*** Opening Supplied material ***

PR #40, opened 2015-11-04
Joysticks support improvement, including wiimote

nadenislamarre:
Summary of the 2 fixes :

1) make SDL2 considers any udev button
SDL2 ignores buttons which are not between BTN_MISC and KEY_MAX
RA_UDEV ignores buttons which are not between BTN_MISC and KEY_MAX or between KEY_UP and KEY_DOWN
2) make SDL2 assign buttons following the input.h file order as RA_UDEV does
an example joystick has 2 buttons : BTN_MISC and BTN_JOYSTICK

SDL2 will assign :
button 0 = BTN_JOYSTICK
button 1 = BTN_MISC

RA_UDEV will assign :
button 0 = BTN_MISC
button 1 = BTN_JOYSTICK

Buttons current behaviors :

SDL2:
between 0 and BTN_MISC-1 : ignored
between BTN_MISC and BTN_JOYSTICK-1 : second buttons group
between BTN_JOYSTICK and KEY_MAX : first buttons group

RA_UDEV:
between 0 and KEY_UP-1 : ignored
between KEY_UP and KEY_DOWN-1 : first buttons group
between KEY_DOWN and BTN_MISC-1 : ignored
between BTN_MISC and KEY_MAX : first buttons group

SDL2 updated to :
between 0 and KEY_MAX : first buttons group
no keys are ignored, so, potentially, we could update ra too if some poeple have buttons working in es but not in ra.
Risks :
1) SDL1 compatibiliy
theses modifications break compabitility between sdl1 and sdl2.
A joystick working with es but not working in ra could become not working on an other emulator based on sdl1.
2) Buttons reordering
A joystick configured in es could have to be reconfigured in case the buttons order has changed. However, if this occurs, it means that some buttons were already not working correctly in ra.

### DIFF
--- a/board/recalbox/fsoverlay/etc/udev/rules.d/99-wiimote.rules
+++ b/board/recalbox/fsoverlay/etc/udev/rules.d/99-wiimote.rules
@@ -1,2 +1,2 @@
 SUBSYSTEM=="input", ATTRS{name}=="Nintendo Wii Remote", MODE="0666", ENV{ID_INPUT_JOYSTICK}="1"
-
+SUBSYSTEM=="input", ATTRS{name}=="Nintendo Wii Remote Classic Controller", MODE="0666", ENV{ID_INPUT_JOYSTICK}="1"
--- a/board/recalbox/fsoverlay/etc/udev/rules.d/99-wiimote.rules
+++ b/board/recalbox/fsoverlay/etc/udev/rules.d/99-wiimote.rules
@@ -1,0 +1,2 @@
+SUBSYSTEM=="input", ATTRS{name}=="Nintendo Wii Remote", MODE="0666", ENV{ID_INPUT_JOYSTICK}="1"
+
--- a/board/recalbox/kernel_patches_3.19/linux-wiimote-abs-not-hat.patch
+++ b/board/recalbox/kernel_patches_3.19/linux-wiimote-abs-not-hat.patch
@@ -1,0 +1,54 @@
+--- a/drivers/hid/hid-wiimote-modules.c
++++ b/drivers/hid/hid-wiimote-modules.c
+1117,1122c1117,1122
+< 	input_report_abs(wdata->extension.input, ABS_HAT1X, lx - 0x20);
+< 	input_report_abs(wdata->extension.input, ABS_HAT1Y, ly - 0x20);
+< 	input_report_abs(wdata->extension.input, ABS_HAT2X, rx - 0x20);
+< 	input_report_abs(wdata->extension.input, ABS_HAT2Y, ry - 0x20);
+< 	input_report_abs(wdata->extension.input, ABS_HAT3X, rt);
+< 	input_report_abs(wdata->extension.input, ABS_HAT3Y, lt);
+---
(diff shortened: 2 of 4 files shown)


digitalLumberjack:
Hi dude,
Say you know i sometimes force the sdl2 driver in recalbox.conf, setting the sdl2 driver in retroarch. This is because some controllers have different mapping in udev and SDL2. 

Es get the SDL2 ones, and configgen map the retroarch settings with the SDL2 mapping. 
The main issue, is if i set SDL2 driver by default in retroarch, some controllers do not work anymore.

What could be the risk by merging your PR for this kind of controllers ?

nadenislamarre:
It will have no impact.
Because retroarch uses the sdl2 library which has the same modifications, so, it will map on the same button. So, i think that this sdl2 setting is no more required.
There is still one possible issue for what it would be required : i've not fixed retroarch to accept any button under BTN_MISC and not in KEY_UP, KEY_LEFT, ...
So, for example, a joystick driver sending a KEY_A event (letter A), would be button 1 in the new SDL, and ignored in retroarch => it would make the button not work in retroarch, but the main disadvantage it that it would create an offset between buttons of sdl and retroarch (in this case, force sdl2 would have a sence, but if that happend, i'll fix retroarch to be less restrictive)
Hum, i've a doubt, because the wiimote sends button A and B, and however, it works perfectly... i've to check i've not forced sdl2. (in the worse case, wiimote would not work without sdl2)

The problem could occurs only if you use a program based on sdl1 or the linux api joystick.
And in fact, these restriction comes from the aged linux api joystick and should not exist anymore in my humble opinion.

nadenislamarre:
For information, sdl2 uses udev,
it's not that they have a different mapping,
it's that SDL2 adds restriction for compatibility reasons with the old linux joystick api (such as a joystick is not supposed to send a-z keys, ...)

digitalLumberjack:
But it does have a different mapping depending on the driver in retroarch  for some controllers.

nadenislamarre:
Yes, but it will not be the case anymore.
I'll come on irc tonight to discuss, it will be easier.

The mapping was different before, because sdl2 has 2 set for mapping :
- first : numerate for BTN_1, BTN_2, ...
- seconds : numerate for the rest

example :
in input.h from linux, you've things like :

...
KEY_SOUTH 80
KEY_NORTH 81
...
BTN_1 100
BTN_2 101
...
KEY_YELLOW 110
KEY_BLUE 111
...

let's take a joystick having 3 buttons : KEY_NORTH, BTN_1 and KEY_BLUE.

Before my modifications,

in retroarch :
KEY_NORTH is button 1
BTN_1 is button 2
KEY_BLUE is button 3
because retroarch follows the input.h file order

in sdl2,
BTN_1 is button 1
KEY_NORTH is button 2
KEY_BLUE is button 3

because sdl2 first numerate buttons from BUTTON_1 to BUTTON_9, then the
others, for compatibility reason with the old linux joystick api.
I'm modified SDL2 to remove that point.
Now, sdl2 numerate exactly as retroarch does.

Nicolas

2015-11-18 13:45 GMT+01:00 digitalLumberjack notifications@github.com:

PR #41, opened 2015-11-07
Option in recalbox.conf to enable/disable samba at startup

nadenislamarre:

### DIFF
--- a/package/samba/S91smb
+++ b/package/samba/S91smb
@@ -15,6 +15,12 @@ mkdir -p /var/run/samba
 RETVAL=0
 
 start() {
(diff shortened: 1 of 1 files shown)


nadenislamarre:
Hum, don't close, my work is finally not perfect.
1) It doesn't respect the recalbox notation : system.samba = 1 instead of
system.samba.enabeld = 1
2) in the grep, it doesn't use the same syntax as in other /etc/init.d
services for example.

I've fix it tonight.

2015-11-18 13:06 GMT+01:00 digitalLumberjack notifications@github.com:

digitalLumberjack:
I'm on it i merged in order to modify it

PR #43, opened 2015-11-10
GCC 5.X fixups

igungor:
I've fixed 2 compilation problems that arose when I tried to build recalbox. 
Both of the patches are already in upstream or in a distro. Please test and apply.


digitalLumberjack:
Will be corrected with the buildroot update :)

igungor:
:+1:

PR #51, opened 2015-12-09
added new libretro cores

rockaddicted:
buildroot packages + buildroot configs
- amstrad cpc : libretro-cap32
- amiga : libretro-uae
- zx spectrum : libretro-fuse


digitalLumberjack:
That is great. Wich ones can start games directly ?

PR #56, opened 2015-12-10
/boot in ro in avoid crash issue

nadenislamarre:
noatime : performance (could be added in v3)
data=ordered : (avoid crash issue)

### DIFF
--- a/board/recalbox/fsoverlay/etc/fstab
+++ b/board/recalbox/fsoverlay/etc/fstab
@@ -9,6 +9,6 @@ tmpfs           /tmp           tmpfs    mode=1777         0      0
 tmpfs           /var           tmpfs    mode=1777         0      0
 tmpfs           /run           tmpfs    mode=1777         0      0
 sysfs		/sys	       sysfs    defaults	  0	 0
-/dev/mmcblk0p3	/recalbox/share ext4    defaults,rw	  0	 0
-/dev/mmcblk0p1	/boot		vfat	defaults,rw	  0	 0
+/dev/mmcblk0p3	/recalbox/share ext4    defaults,rw,noatime,data=ordered	  0	 0
+/dev/mmcblk0p1	/boot		vfat	defaults,ro	  0	 0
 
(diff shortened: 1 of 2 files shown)


substring:
Will need to remount /boot in rw anytime someone needs to change /boot/config.txt, and update wiki according to this

digitalLumberjack:
cool

pasnox:
What does noatime? Actually in QS i will rely a lot in file modified date
time for the rim scanner to only rescan file in change.

nadenislamarre:
http://lmgtfy.com/?q=noatime ;-)

Ne t'inquite pas, c'est juste sur les lectures de fichier (tu sais, l'info
dernier accès au fichier...) :

Linux has a special mount option for file systems called _noatime_ that can
be added to each line that addresses one file system in the /etc/fstab
file. If a file system has been mounted with this option, reading accesses
to the file system will no longer result in an update to the atime
information associated with the file like we have explained above. The
importance of the noatime setting is that it eliminates the need by the
system to make writes to the file system for files which are simply being
read. Since writes can be somewhat expensive, this can result in measurable
performance gains. Note that the write time information to a file will
continue to be updated anytime the file is written to.

2015-12-11 8:24 GMT+01:00 Nox P@sNox notifications@github.com:

substring:
Noatime means linux won't record thé ladt access time, not the last modification time. Si on impact for you

nadenislamarre:
et tant qu'à faire :

data=ordered, c'est le mode par défaut, mais bon.

data=ordered    (*) All data are forced directly out to the main file
            system prior to its metadata being committed to the
            journal.

in the default data=ordered
            mode, the data blocks of the new file are forced
            to disk before the rename() operation is
            committed.  This provides roughly the same level
            of guarantees as ext3, and avoids the
            "zero-length" problem that can happen when a
            system crashes before the delayed allocation
            blocks are forced to disk.

2015-12-11 8:46 GMT+01:00 Nicolas Adenis-Lamarre <
nicolas.adenis.lamarre@gmail.com>:

pasnox:
merci ;)

2015-12-11 8:48 GMT+01:00 Nicolas Adenis-Lamarre notifications@github.com:

PR #62, opened 2015-12-13
- Fixes SDL not checking values in the correct keymap when shift and …

nadenislamarre:
…alt are pressed.
- the patch doesn't include : english/french keyboard switching
- a bug noticed during the patch test : in v4, once the update message is displayed, the keyboard
  doesn't work anymore. If i start without the network wired, the keyboard works. If i go fast
  and test the keyboard before the message, it works. The issue occurs even when this patch is
  not applied. I don't know if it occurs in V3.

This patch could be applied in V3 too.

### DIFF
--- a/package/sdl2/sdl2-0002-shiftalt.patch
+++ b/package/sdl2/sdl2-0002-shiftalt.patch
@@ -1,0 +1,40 @@
+diff --git a/src/core/linux/SDL_evdev.c b/src/core/linux/SDL_evdev.c
+index 19333f2..97da3d7 100644
+--- a/src/core/linux/SDL_evdev.c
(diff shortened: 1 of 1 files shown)


digitalLumberjack:
- english/french keyboard switching -> does it means when i change the keyboard layout with `loadkeys` it won't work in ES ?
- The bug of the update screen occurs even without the patch ?

nadenislamarre:
i did ont try. but if you switch in fr kb it will work too.
yes. this is a différent bug.
Le 14 déc. 2015 10:03, "digitalLumberjack" notifications@github.com a
écrit :

digitalLumberjack:
Let's try that

PR #64, opened 2015-12-14
Update to 4.0.0

substring:
Update from main project


substring:
subs is a big baka ... wrong move

PR #70, opened 2015-12-17
recalbox.conf switch rpi1/rpi2 + updated recalbox-configgen package

rockaddicted:


nadenislamarre:
whoouhou !
is there a way to enable the multiplayer action to do on snes9x_next ?

digitalLumberjack:
~~Sorry pal it will not work. That copies the files in $target/recalbox/share but this directory is mounted with the share partition...~~

digitalLumberjack:
allright it does work i forgot i added this line : https://github.com/recalbox/recalbox-buildroot/blob/unified/board/recalbox/copy-recalbox-archives.sh#L20 sorry for the mistake

rockaddicted:
no problem dude.
About multi on snes9x_next, I think we have just to add this option 
`input_libretro_device_p2 = « 257 »` 
to this file : 
https://github.com/recalbox/recalbox-buildroot/blob/unified-4.0.0/board/recalbox/share/system/configs/retroarch/retroarchcustom.cfg.origin

PR #277, opened 2016-03-28
Fix scummvm patch files.

pasnox:


digitalLumberjack:
@rockaddicted ok ?

rockaddicted:
:+1:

*** Closing Supplied material ***

Transcribe the entries above word for word, from the first line through the line containing "theses modifications break", and nothing else.

PR #40, opened 2015-11-04
Joysticks support improvement, including wiimote

nadenislamarre:
Summary of the 2 fixes :

1) make SDL2 considers any udev button
SDL2 ignores buttons which are not between BTN_MISC and KEY_MAX
RA_UDEV ignores buttons which are not between BTN_MISC and KEY_MAX or between KEY_UP and KEY_DOWN
2) make SDL2 assign buttons following the input.h file order as RA_UDEV does
an example joystick has 2 buttons : BTN_MISC and BTN_JOYSTICK

SDL2 will assign :
button 0 = BTN_JOYSTICK
button 1 = BTN_MISC

RA_UDEV will assign :
button 0 = BTN_MISC
button 1 = BTN_JOYSTICK

Buttons current behaviors :

SDL2:
between 0 and BTN_MISC-1 : ignored
between BTN_MISC and BTN_JOYSTICK-1 : second buttons group
between BTN_JOYSTICK and KEY_MAX : first buttons group

RA_UDEV:
between 0 and KEY_UP-1 : ignored
between KEY_UP and KEY_DOWN-1 : first buttons group
between KEY_DOWN and BTN_MISC-1 : ignored
between BTN_MISC and KEY_MAX : first buttons group

SDL2 updated to :
between 0 and KEY_MAX : first buttons group
no keys are ignored, so, potentially, we could update ra too if some poeple have buttons working in es but not in ra.
Risks :
1) SDL1 compatibiliy
theses modifications break compabitility between sdl1 and sdl2.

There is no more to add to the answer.